Appuie-mains stalles 103-104. A demi agenouillé, ce personnage est vêtu d'une saie festonnée par le bas, à manches bouillonnées et tailladées aux poignets ; de dessous cette saie s'échappe une jupe flottant par derrière, et laissant les jambes complètement dégagées. Il a la tête enveloppée d'une espèce de béguin à peu près semblable à la petite coiffe que les hommes portaient au XIII° siècle, par-dessus lequel est posé un haut chapeau à côtes de melon, et à bords retroussés. D'une main, il brandit une longue épée, et de l'autre, il s'appuie sur un écu chargé d'une tête de lion et bordé de têtes de clous. II est fâcheux que l'usure ait défiguré son visage, qui devait être d'une singulière énergie.

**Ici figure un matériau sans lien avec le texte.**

PR #4425, opened 2017-02-07
Bsongis/issue 4400

### LINKED ISSUE #4400: Companion Mixer Copy problem, n362
In Companion I tried to copy a mix from Ch16 to Channel 10.
QX7 selected as transmitter, Operating system Ubuntu.
This is repeatable.

compcopy

bsongis:
It should fix #4400 
Please review
Discussion needed about all the TODO I introduced

### DIFF
--- a/companion/src/eepromimportexport.h
+++ b/companion/src/eepromimportexport.h
@@ -26,15 +26,24 @@
 
 class DataField {
   public:
-    DataField(const char *name=""):
+    DataField(DataField * parent, const char * name=""):
+      parent(parent),
       name(name)
     {
     }
-    virtual const char *getName() { return name; }
-    virtual ~DataField() { }
+
+    virtual ~DataField()
+    {
+    }
+
+    virtual const char * getName()
+    {
+      return name;
+    }
+
+    virtual unsigned int size() = 0;
     virtual void ExportBits(QBitArray & output) = 0;
     virtual void ImportBits(const QBitArray & input) = 0;
-    virtual unsigned int size() = 0;
 
     QBitArray bytesToBits(QByteArray bytes)
     {
@@ -99,13 +108,24 @@ class DataField {
     }
 
   protected:
-    const char *name;
+    virtual void setError(const QString & error)
+    {
+      if (parent) {
+        parent->setError(error);
+      }
+      else {
+        qWarning() << qPrintable(error);
+      }
+    }
+
+    DataField * parent;
+    const char * name;
 };
 
 class ProxyField: public DataField {
   public:
-    ProxyField():
-      DataField("Proxy")
+    explicit ProxyField(DataField * parent):
+      DataField(parent, "Proxy")
     {
     }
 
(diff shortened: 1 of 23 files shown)


companion/src/simulation/simulatordialog.cpp
```diff
@@ -255,12 +255,14 @@ bool SimulatorDialog::setRadioData(RadioData * radioData)
   bool ret = false;
   if (radioDataPath.isEmpty()) {
     QByteArray eeprom(getEEpromSize(m_board), 0);
-    if (firmware->getEEpromInterface()->save((uint8_t *)eeprom.data(), *radioData, 0, firmware->getCapability(SimulatorVariant)) > 0)
+    if (firmware->getEEpromInterface()->save((uint8_t *)eeprom.data(), *radioData, 0, firmware->getCapability(SimulatorVariant)) > 0) {
```
mpaperno: Definite merge issue here with #4422 ... maybe we do this cleanup later?

companion/src/eepromimportexport.h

Appuie-mains stalles 104-105. Malgré quelques détails de son costume et ses formes un peu accentuées, ce n'est pas plus une femme que le personnage que nous avons vu à l'appuie-mains 89-90, et avec lequel il présente plus d'une ressemblance; c'est parfaitement un homme. Sa robe est fourrée; un manteau à col rabattu est jeté sur ses épaules, et sur sa tête est une sorte de voile sur lequel est posé un bonnet carré. Il tient par une courroie un animal à tête de bouc, à qui il coupe une cuisse au moyen d'une scie à main.